"I have raised my eyes, looked at the sun, and it has dazzled me," he said. "Ah, lady, I have had such dreams, of love that overleaped all barriers, as Art has rendered loveliness immortal for all time. I have dreamed of loves such as Petrarch had for Laura, Dante for Beatrice, and I wake to call myself mad for indulging in such dreams."
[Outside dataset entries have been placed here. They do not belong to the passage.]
PR #6470, opened 2023-01-23
Enforce `dims` elements to be strings

### LINKED ISSUE #6379: Bug in conversion of `None` dims to InferenceData
### Description

This snippet hast the effect of shifting the known dims to the "left":

https://github.com/pymc-devs/pymc/blob/6b60804c3a5fdb75f95cc60042061a6e38ec72a3/pymc/backends/arviz.py#L217-L220

```python
import pymc as pm

with pm.Model(coords={"a": range(5)}) as m:
    x = pm.Normal("x", shape=(10, 5), dims=(None, "a"))        
    pm.sample()
```
```
ValueError: conflicting sizes for dimension 'a': length 10 on the data but length 5 on coordinate 'a'
```
Whereas this wrong specification goes unnoticed:
```python
    x = pm.Normal("x", shape=(5, 10), dims=(None, "a"))        
```

Do we need `None` dims? It's annoying if we want to create Xarray datasets in multiple places as in #6374

More generally, it seems we don't do any sort of type check. The following are all allowed at creation time. I don't know if that's by design.

```python
import pymc as pm
with pm.Model(coords={"a": range(5)}) as m:
    x = pm.Normal("x", shape=(10, 5), dims=("a", ..., 5, pm.Normal.dist()))        
    pm.sample()
```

She was deeply interested. This was exactly as heros spoke in novels; they always had a lofty contempt for money, and talked as though love was the only and universal good. She looked half shyly at him; he was very handsome, this young artist who loved her so, and very sad. How dearly he loved her, and how strange it was! In all this wide world there was not one who cared for her as he did; the thought seemed to bring her nearer to him. No one had ever talked of loving her before. Perhaps the beauty of the May evening softened her and inclined her heart to him; for after a few minutes' silence she said to him:

"We are forgetting the very object for which I consented to see you."


CHAPTER VI.

"It is no wonder," replied Allan Lyster. "I forget everything in speaking to you. You do well, lady, in making me remember myself."

"Do not mistake me," she said gently. "I only thought time is flying, and I have not said yet what I promised your sister I would say."

They had walked down the orchard, and they stood now under the spreading boughs of a large apple tree—the pink and white blossoms made the loveliest frame for that most fair face. She was lovely as the blossoms themselves.

"I feel like a criminal," said Allan Lyster; "and as though you were my judge. I tremble to know what you have to say."

"Yet it is not very terrible, Mr. Lyster. Your sister is my dearest friend, and she tells me that you are thinking of going abroad. She is very miserable over it. She fancies she should never see you again. I promised her that I would persuade you to stay."